I was going to take a bit of time to film some strobe ants. The problem is, they’re so fast, if you just watch them or use regular video, it’s just a blur, because they’re so darn fast. I did some homework into borrowing or renting a high speed camera while I was up in Darwin. It turns out this would have been absurdly inconvenient and very expensive. While asking folks about high speed videography on twitter, it was pointed out that the slo-mo function on recent iPhones would record 240 frames per second. Some back-of-the-envelope math with my colleague James Waters suggested that would be just enough to catch how Opisthopsis strobe.

So I prematurely upgraded my phone to get a high tech videography tool before I headed to Australia, where I was hosted generously by the Tropical Ecosystems Research Centre of the CSIRO. I also packed a bunch of microscope slides, because I got a great tip from James to use an old-school method to record ant gaits that he picked up from decades-old physiology papers – if you smoke glass with a match, and let insects walk across it, you can record their footsteps. It worked better than I had imagined it would! This project organically evolved into a collaboration where I’d get to play with the ants and record the video, and Professor Waters would do the gait analysis, using tools and code that he’d already used for a previous project. (Yet another collaboration that started on twitter!)

Once I got my lab rig set up, I snatched up some ants (which is harder to do than you might think, because strobing) and brought them into the lab, and voila:

How weird! they’re doing a RUN – STOP – RUN – STOP – RUN – STOP and so on, whenever they’re just moving from point A to point B. That’s what strobing is. Each and every stop, they discretely and firmly tap the ground with the tips of their antennae, then they start their next strobing step once their antennae get lifted to the full and upright position. They’re not jumping — they use what looks like the standard insect tripod gait, but they’re doing it so fast, that at a brief moment, all six legs might be lifted off the surface and moving.

In the video below, you can see their rapid acceleration and deceleration. They’re at rest for double the time that they’re actually moving! Watching the strobe at regular speed, I wouldn’t have guessed this at all. They’re spending more time checking the ground with their antennae than they are moving. And, they clearly are making a solid tap on the surface because their antennae mark the smoked glass as much as their feet do.

opis-tracks-for-web.mp4

I didn’t walk into this work with any particular hypothesis. I first wanted to actually see what strobing was before I tried to develop a clear idea about why they’re doing it! And now that I see what strobing is, well, I’m more boggled. Which is so cool, don’t you love a good mystery? We’ve got a few wacky ideas. The most sensible one is that the ants are running so fast, that their brains can’t keep up with the visual input, so they need to stop so that their brain’s can make sense of the input. This might sound far-fetched, but this is apparently what some extremely fast-running beetles do.

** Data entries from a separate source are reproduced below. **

PR #4903, opened 2021-04-19
Status bar icon colors in webview activity

Fmaldonado6:
Added a new theme for the Webview activity just to change the icon color in the status bar

### DIFF
--- a/app/src/main/AndroidManifest.xml
+++ b/app/src/main/AndroidManifest.xml
@@ -84,7 +84,7 @@
         </activity>
         <activity
             android:name=".ui.security.BiometricUnlockActivity"
-            android:theme="@style/Theme.Splash" />
+            android:theme="@style/Theme.Base" />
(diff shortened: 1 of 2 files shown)


app/src/main/AndroidManifest.xml
```diff
@@ -87,6 +87,7 @@
             android:theme="@style/Theme.Splash" />
         <activity
             android:name=".ui.webview.WebViewActivity"
+            android:theme="@style/Theme.Webview"
```
ivaniskandar, line 90: I think it's better to change the app theme to Theme.Base instead. I forgot to do that on my last PR.

Fmaldonado6: Oh yeah! that works aswell and it's better than adding another theme, I just pushed a new commit with the changes, thanks!

arkon:
Thanks!

PR #4914, opened 2021-04-20
MainActivity: Show bottom nav when the tab page is changed

### LINKED ISSUE #4895: [Bug] Bottom Navbar stays disabled when switching categories
## Device information
* Tachiyomi version: Stable 0.10.10
* Android version: 10
* Device: OnePlus 6

## Steps to reproduce
1. Create two categories - One with multiple items (big) allowing for vertical scrolling and another with few items (small) where scrolling is not available.
2. Go to the big category and scroll down. This hides the bottom navbar.
3. Switch to the small category.

### Expected behavior
The bottom navbar should become visible as there is no scrolling functionality in the small category.

### Actual behavior
The bottom navbar remains hidden until you switch back to the big category and scroll up.

## Other details
[Video](https://imgur.com/a/787Wsxw) demonstrating this.

ivaniskandar:
Fixes #4895

### DIFF
--- a/app/src/main/java/eu/kanade/tachiyomi/ui/main/MainActivity.kt
+++ b/app/src/main/java/eu/kanade/tachiyomi/ui/main/MainActivity.kt
@@ -24,7 +24,6 @@ import com.bluelinelabs.conductor.Router
 import com.bluelinelabs.conductor.RouterTransaction
 import com.google.android.material.appbar.AppBarLayout
 import com.google.android.material.behavior.HideBottomViewOnScrollBehavior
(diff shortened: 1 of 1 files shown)


arkon:
I'm a bit iffy on this experience, actually. Maybe we could add a listener to show it if the `AppBarLayout` is fully expanded?

ivaniskandar:
I think it's possible even if it's not pretty. I'll check in a bit.

ivaniskandar:
nvm it looks pretty much the same... it's just this listener is called more often.

PR #4926, opened 2021-04-21
Fixed russian locale

BlueCat300:
Fixes the following bug:

Every time a last chapter ends with 1 it will show "1 chapter" instead of the actual value.


CarlosEsco:
All translations are done through weblate. 
https://hosted.weblate.org/projects/tachiyomi/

There are some other insects that do the strobe-walk, and one thing they have in common is mighty big eyes. We don’t have a Unified Theory of Strobe Gait, but maybe we’ve done a bit more to inspire folks to work on this. If you’ve got an iPhone, this is something that you can do on your own, too!

Our paper with these results, and more, has just come to press:

Waters, J.S., and T.P. McGlynn 2018. Natural history observations and kinematics of strobing in Australian strobe ants, Opisthopsis haddoni (Hymenoptera: Formicidae). Myrmecological News 27: 7-11.

I don’t have any immediate plans to go back to work with strobe ants, though it would be fun.